Data excerpts:
=-=-=-=-=

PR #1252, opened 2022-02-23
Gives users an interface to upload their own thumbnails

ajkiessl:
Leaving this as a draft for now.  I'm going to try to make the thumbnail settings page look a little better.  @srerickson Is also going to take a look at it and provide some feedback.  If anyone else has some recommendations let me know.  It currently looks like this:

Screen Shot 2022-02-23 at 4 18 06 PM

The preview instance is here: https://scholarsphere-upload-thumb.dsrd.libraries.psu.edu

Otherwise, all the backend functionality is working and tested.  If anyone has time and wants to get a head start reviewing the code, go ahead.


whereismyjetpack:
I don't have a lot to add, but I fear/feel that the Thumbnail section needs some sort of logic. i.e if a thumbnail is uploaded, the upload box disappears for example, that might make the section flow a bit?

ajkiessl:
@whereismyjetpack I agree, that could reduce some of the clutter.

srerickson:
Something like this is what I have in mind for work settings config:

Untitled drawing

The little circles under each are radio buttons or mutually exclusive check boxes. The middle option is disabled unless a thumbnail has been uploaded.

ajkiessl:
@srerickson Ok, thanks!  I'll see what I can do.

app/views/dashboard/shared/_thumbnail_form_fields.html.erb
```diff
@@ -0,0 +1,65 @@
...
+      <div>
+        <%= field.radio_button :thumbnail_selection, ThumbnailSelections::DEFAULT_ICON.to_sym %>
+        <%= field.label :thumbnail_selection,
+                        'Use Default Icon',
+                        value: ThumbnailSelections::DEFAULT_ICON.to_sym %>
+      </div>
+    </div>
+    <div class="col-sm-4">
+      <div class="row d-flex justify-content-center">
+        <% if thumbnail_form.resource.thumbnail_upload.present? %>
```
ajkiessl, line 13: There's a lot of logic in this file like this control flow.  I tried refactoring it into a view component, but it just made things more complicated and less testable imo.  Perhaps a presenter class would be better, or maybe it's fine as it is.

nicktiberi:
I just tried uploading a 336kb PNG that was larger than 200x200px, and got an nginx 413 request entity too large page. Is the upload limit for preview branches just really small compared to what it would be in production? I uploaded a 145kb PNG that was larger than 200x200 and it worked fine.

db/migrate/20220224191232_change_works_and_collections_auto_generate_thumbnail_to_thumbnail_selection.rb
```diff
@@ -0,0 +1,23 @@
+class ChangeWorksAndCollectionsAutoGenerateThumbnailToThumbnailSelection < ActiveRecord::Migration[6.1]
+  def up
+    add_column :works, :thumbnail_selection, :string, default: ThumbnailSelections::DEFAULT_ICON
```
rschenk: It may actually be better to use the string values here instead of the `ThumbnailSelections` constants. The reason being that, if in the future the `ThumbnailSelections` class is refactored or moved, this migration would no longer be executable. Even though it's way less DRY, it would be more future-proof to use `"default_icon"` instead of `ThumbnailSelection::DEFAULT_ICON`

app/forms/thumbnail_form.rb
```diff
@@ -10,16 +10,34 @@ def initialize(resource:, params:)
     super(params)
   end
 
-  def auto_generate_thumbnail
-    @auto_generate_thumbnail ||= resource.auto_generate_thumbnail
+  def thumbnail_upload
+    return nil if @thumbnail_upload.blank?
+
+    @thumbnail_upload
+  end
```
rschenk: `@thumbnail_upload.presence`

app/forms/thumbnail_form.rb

=-=-=-=-=

## What is being asked
Please give the entries above again in full, exactly as written.

## Result
PR #1252, opened 2022-02-23
Gives users an interface to upload their own thumbnails

ajkiessl:
Leaving this as a draft for now.  I'm going to try to make the thumbnail settings page look a little better.  @srerickson Is also going to take a look at it and provide some feedback.  If anyone else has some recommendations let me know.  It currently looks like this:

Screen Shot 2022-02-23 at 4 18 06 PM

The preview instance is here: https://scholarsphere-upload-thumb.dsrd.libraries.psu.edu

Otherwise, all the backend functionality is working and tested.  If anyone has time and wants to get a head start reviewing the code, go ahead.


whereismyjetpack:
I don't have a lot to add, but I fear/feel that the Thumbnail section needs some sort of logic. i.e if a thumbnail is uploaded, the upload box disappears for example, that might make the section flow a bit?

ajkiessl:
@whereismyjetpack I agree, that could reduce some of the clutter.

srerickson:
Something like this is what I have in mind for work settings config:

Untitled drawing

The little circles under each are radio buttons or mutually exclusive check boxes. The middle option is disabled unless a thumbnail has been uploaded.

ajkiessl:
@srerickson Ok, thanks!  I'll see what I can do.

app/views/dashboard/shared/_thumbnail_form_fields.html.erb
```diff
@@ -0,0 +1,65 @@
...
+      <div>
+        <%= field.radio_button :thumbnail_selection, ThumbnailSelections::DEFAULT_ICON.to_sym %>
+        <%= field.label :thumbnail_selection,
+                        'Use Default Icon',
+                        value: ThumbnailSelections::DEFAULT_ICON.to_sym %>
+      </div>
+    </div>
+    <div class="col-sm-4">
+      <div class="row d-flex justify-content-center">
+        <% if thumbnail_form.resource.thumbnail_upload.present? %>
```
ajkiessl, line 13: There's a lot of logic in this file like this control flow.  I tried refactoring it into a view component, but it just made things more complicated and less testable imo.  Perhaps a presenter class would be better, or maybe it's fine as it is.

nicktiberi:
I just tried uploading a 336kb PNG that was larger than 200x200px, and got an nginx 413 request entity too large page. Is the upload limit for preview branches just really small compared to what it would be in production? I uploaded a 145kb PNG that was larger than 200x200 and it worked fine.

db/migrate/20220224191232_change_works_and_collections_auto_generate_thumbnail_to_thumbnail_selection.rb
```diff
@@ -0,0 +1,23 @@
+class ChangeWorksAndCollectionsAutoGenerateThumbnailToThumbnailSelection < ActiveRecord::Migration[6.1]
+  def up
+    add_column :works, :thumbnail_selection, :string, default: ThumbnailSelections::DEFAULT_ICON
```
rschenk: It may actually be better to use the string values here instead of the `ThumbnailSelections` constants. The reason being that, if in the future the `ThumbnailSelections` class is refactored or moved, this migration would no longer be executable. Even though it's way less DRY, it would be more future-proof to use `"default_icon"` instead of `ThumbnailSelection::DEFAULT_ICON`

app/forms/thumbnail_form.rb
```diff
@@ -10,16 +10,34 @@ def initialize(resource:, params:)
     super(params)
   end
 
-  def auto_generate_thumbnail
-    @auto_generate_thumbnail ||= resource.auto_generate_thumbnail
+  def thumbnail_upload
+    return nil if @thumbnail_upload.blank?
+
+    @thumbnail_upload
+  end
```
rschenk: `@thumbnail_upload.presence`

app/forms/thumbnail_form.rb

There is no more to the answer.